Your task is to copy each line of the records that includes the string "javaseClassLoader".

Stored items
____________

PR #441, opened 2021-08-10
Fix build fail when locale is not en

dachuan9e:
It will build fail when the locale is not set to en. Apache ant cannot support different locale format of time stamp. Showing the root cause by the following code in Ant. It needs to use the 24-hour format to avoid this issue.

```java
    public static final ThreadLocal<DateFormat> EN_US_DATE_FORMAT_MIN =
            ThreadLocal.withInitial(() -> new SimpleDateFormat("MM/dd/yyyy hh:mm a", Locale.US));

    public static final ThreadLocal<DateFormat> EN_US_DATE_FORMAT_SEC =
            ThreadLocal.withInitial(() -> new SimpleDateFormat("MM/dd/yyyy hh:mm:ss a", Locale.US));
```


markt-asf:
Thanks for the PR. I applied it manually so I could add a change log entry.

PR #442, opened 2021-08-10
Update http.xml, clarified compressionMinSize and compressibleMimeType

crisgeek:
Based on 21-July-2021 conversation with Mark Thomas in Tomcat users group


markt-asf:
Applied manually so I could add a change log entry.

PR #443, opened 2021-08-10
Delegate check for preemptive authentication from AuthenticatorBase to affected Authenticators

rrodewald:
The main purpose of the proposed refactoring is to give an individual `Authenticator` the possibility to decide if preemptive authentication is possible (e.g. if a completely different header is used for authentication).

In addition it yields cleaner code as the certificate handling code and the header name for basic, digest and spnego auth can now be moved to the relevant `Authenticator`s and does not pollute the `AuthenicatorBase`. `FormAuthenticator` and `NonLoginAuthenticator` don't need to override `isPreemptiveAuthRequest()` as preemptive is not supported/needed.


rrodewald:
Mixed up my branches. Will reopen without the Bugfix.

PR #445, opened 2021-08-17
Improve Travis CI build Performance

YunLemon:
According to [Build times out because no output was received](https://docs.travis-ci.com/user/common-build-problems/#build-times-out-because-no-output-was-received), we should carefully use travis_wait, as it may make the build unstable and extend the build time.

[Caching Dependencies and Directories](https://docs.travis-ci.com/user/caching/) Travis CI can cache content that does not often change, to speed up the build process.

=====================
If there are any inappropriate modifications in this PR, please give me a reply and I will change them.

### DIFF
--- a/.travis.yml
+++ b/.travis.yml
@@ -80,7 +80,7 @@ install:
 
 script:
     - ant -q clean
-    - travis_wait 120 "./.travis/antTest.sh"
+    - "./.travis/antTest.sh"
 
 after_failure:
     - tail -n 5000 ant-test.log
@@ -90,3 +90,6 @@ after_failure:
 notifications:
     email:
       - dev@tomcat.apache.org
+cache:
+  directories:
+  - $HOME/.m2


markt-asf:
The use of `travis_wait` is required.

.travis.yml
```diff
@@ -80,7 +80,7 @@ install:
 
 script:
     - ant -q clean
-    - travis_wait 120 "./.travis/antTest.sh"
+    - "./.travis/antTest.sh"
```
martin-g, line 83: https://app.travis-ci.com/github/apache/tomcat/jobs/531899762 (the build for this PR) fails with `No output has been received in the last 10m0s, this potentially indicates a stalled build or something wrong with the build itself.`. So yes, `travis_wait` is needed!
Maybe the duration should be reduced though.
AFAIK Travis jobs could run for at most 50 mins but I see some which succeeded even after that...

.travis.yml
```diff
@@ -90,3 +90,6 @@ after_failure:
 notifications:
     email:
       - dev@tomcat.apache.org
+cache:
+  directories:
+  - $HOME/.m2
```
martin-g, line 95: Tomcat does not use Maven so I see no reason to cache this folder.

YunLemon: I add this because I see this repo contains pom.xml....

.travis.yml
YunLemon: This command will not exceed 60 mins? [https://app.travis-ci.com/github/apache/tomcat/jobs/529778525](https://app.travis-ci.com/github/apache/tomcat/jobs/529778525)

martin-g: I cannot say how long it might take. It depends on how loaded the Travis VM is. Sometimes jobs take twenty something minutes, sometimes fifty something minutes...
According to https://docs.travis-ci.com/user/customizing-the-build/#sts=Build%20Timeouts the max timeout for a job should be 50 mins, but it seems `travis_wait` may extend it. I cannot find any reference in their docs for its maximum.

.travis.yml
martin-g: Where is it ?
Did you confuse it with `build.xml` (Ant) ?

martin-g: Or maybe the ones in https://github.com/apache/tomcat/blob/main/modules/ ?
I am not sure whether Ant executes those. So the cache might be useful after all.

markt-asf:
It doesn't. It won't.

PR #447, opened 2021-09-03
Remove catalina ssi from catalina.jar.tmp.bnd file

huiwan:
References to org.apache.catalina.ssi are still contained in catalina.jar after it was moved to a separate catalina-ssi.jar. It should be cleaned up.


markt-asf:
Many thanks for the PR.

PR #449, opened 2021-09-09
Fix ContentRange parser

SchwingSK:
It failed to parse valid Content-Range headers
Closes #65563


markt-asf:
Thanks for the PR. I applied the PR manually as I wanted to make a few changes:
- add a comment explaining why we don't explicitly parse for SP
- add some additional tests
- add a change log entry

PR #452, opened 2021-09-19
Introduce logs in RestCsrfPreventionFilter to improve troubleshooting.

PolinaGeorgieva:
Add some logs in RestCsrfPreventionFilter that would improve troubleshooting in case of failed CSRF validation.
Note that the RequestUtil.filter method is used only to apply some basic sensitive characters filtering of the requested path.
But as this method is deprecated in v.8.5.x and removed in v.9.0.x, would you recommend an alternative method I could use in this case?

### DIFF
--- a/java/org/apache/catalina/filters/RestCsrfPreventionFilter.java
+++ b/java/org/apache/catalina/filters/RestCsrfPreventionFilter.java
@@ -31,6 +31,10 @@ import javax.servlet.http.HttpServletRequest;
 import javax.servlet.http.HttpServletResponse;
 import javax.servlet.http.HttpSession;
 
+import org.apache.catalina.util.RequestUtil;
+import org.apache.juli.logging.Log;
+import org.apache.juli.logging.LogFactory;
+
 /**
  * Provides basic CSRF protection for REST APIs. The filter assumes that the
  * clients have adapted the transfer of the nonce through the 'X-CSRF-Token'
@@ -78,7 +82,8 @@ public class RestCsrfPreventionFilter extends CsrfPreventionFilterBase {
     private enum MethodType {
         NON_MODIFYING_METHOD, MODIFYING_METHOD
     }
-
+    private final Log log = LogFactory.getLog(RestCsrfPreventionFilter.class);
+    
     private static final Pattern NON_MODIFYING_METHODS_PATTERN = Pattern.compile("GET|HEAD|OPTIONS");
 
     private Set<String> pathsAcceptingParams = new HashSet<>();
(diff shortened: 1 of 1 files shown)


java/org/apache/catalina/filters/RestCsrfPreventionFilter.java
```diff
@@ -155,17 +160,29 @@ protected void storeNonceToSession(HttpSession session, String key, Object value
...
+                    nonceFromRequest,
+                    nonceFromSession)) {
                 return true;
             }
 
             storeNonceToResponse(response, Constants.CSRF_REST_NONCE_HEADER_NAME,
                     Constants.CSRF_REST_NONCE_HEADER_REQUIRED_VALUE);
             response.sendError(getDenyStatus(),
                     sm.getString("restCsrfPreventionFilter.invalidNonce"));
+            if (log.isErrorEnabled()) {
```
ChristopherSchultz, line 177: I don't think this should be logged at ERROR level, because an attacker could fill-up your logs just by repeatedly sending-in garbage. I would recommend using DEBUG log-level for this.

java/org/apache/catalina/filters/RestCsrfPreventionFilter.java
```diff
@@ -155,17 +160,29 @@ protected void storeNonceToSession(HttpSession session, String key, Object value
...
+                log.error("CSRF validation for REST failed! Request with method [" + request.getMethod() + "] and URI ["
+                        + RequestUtil.filter(request.getRequestURI())
```
ChristopherSchultz, line 179: I don't think there is a reason to use RequestUtil.filter() for this value; it's not going to be embedded in HTML so it's okay to use the value as-is.

java/org/apache/catalina/filters/RestCsrfPreventionFilter.java
```diff
@@ -217,6 +238,10 @@ public boolean apply(HttpServletRequest request, HttpServletResponse response) {
                 }
                 storeNonceToResponse(response, Constants.CSRF_REST_NONCE_HEADER_NAME,
                         nonceFromSessionStr);
+                if (log.isDebugEnabled()) {
```
ChristopherSchultz, line 241: I might use TRACE, here.

java/org/apache/catalina/filters/RestCsrfPreventionFilter.java
```diff
@@ -192,6 +209,10 @@ private String extractNonceFromRequestParams(HttpServletRequest request) {
                 String nonce = params[0];
                 for (String param : params) {
                     if (!Objects.equals(param, nonce)) {
+                        if (log.isErrorEnabled()) {
```
ChristopherSchultz, line 212: Same: use DEBUG not ERROR.

ChristopherSchultz (changes requested):
The PR looks good, but I have some suggestions for improvement.

java/org/apache/catalina/filters/RestCsrfPreventionFilter.java
```diff
@@ -217,6 +238,10 @@ public boolean apply(HttpServletRequest request, HttpServletResponse response) {
                 }
                 storeNonceToResponse(response, Constants.CSRF_REST_NONCE_HEADER_NAME,
                         nonceFromSessionStr);
+                if (log.isDebugEnabled()) {
+                    log.debug("CSRF Fetch request is succesfully handled - nonce is added to the response."
```
martin-g, line 242: succes`s`fully

java/org/apache/catalina/filters/RestCsrfPreventionFilter.java
martin-g: I agree with @ChristopherSchultz !

markt-asf:
It has been 2 months and the requested changes have not been made. I made the changes and a number of other fixes and applied this manually.

PR #455, opened 2021-10-19
Optimize the comment about class loader

tianshuang:
In HotSpot JVM, javaseClassLoader is actually Extension ClassLoader, The comment of javaseClassLoader mentioned:
```java
    /**
     * The bootstrap class loader used to load the JavaSE classes. In some
     * implementations this class loader is always <code>null</code> and in
     * those cases {@link ClassLoader#getParent()} will be called recursively on
     * the system class loader and the last non-null result used.
     */
    private ClassLoader javaseClassLoader;
```
So I think it is more appropriate to use bootstrap classLoader in the comments.


markt-asf:
Thanks for the PR. I agree bootstrap is a better description of the class loader being used.

PR #460, opened 2021-11-22
Cookie updates for Servlet 6.0. Only support RFC 6265. Remove others.

markt-asf:
This removes support for Netscape cookies and RFC 2109 cookies.


rmaucher:
I think there will be a lot of complaints ;)

markt-asf:
I suspect you are right. I suspect this change will mean a longer than otherwise beta period for 10.1.x. It may be we end up adding a few more options to `Rfc6265CookieProcessor`. I'm planning on looking back through the archives to see if there are any obvious changes we'd want to make now.

ChristopherSchultz:
Just let MSIE die already. :) Oh, and all those custom clients whose devs never bothered to look at the HTTP or Cookie specs.

markt-asf:
The forced push just updated any since values to include "Servlet"

PR #535, opened 2022-08-06
List duplicate locations when failing a deploy due to duplicated fragment names

rolsdorph:
For complex deployments with many dependencies, it's easy to lose track of exactly which ones are causing trouble. Currently, you need to look inside each of your dependency jars in order to figure out what's wrong - I think this change is a harmless quality-of-life improvement, and that it should apply cleanly to all three release branches.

____________

Written answer:
In HotSpot JVM, javaseClassLoader is actually Extension ClassLoader, The comment of javaseClassLoader mentioned:
    private ClassLoader javaseClassLoader;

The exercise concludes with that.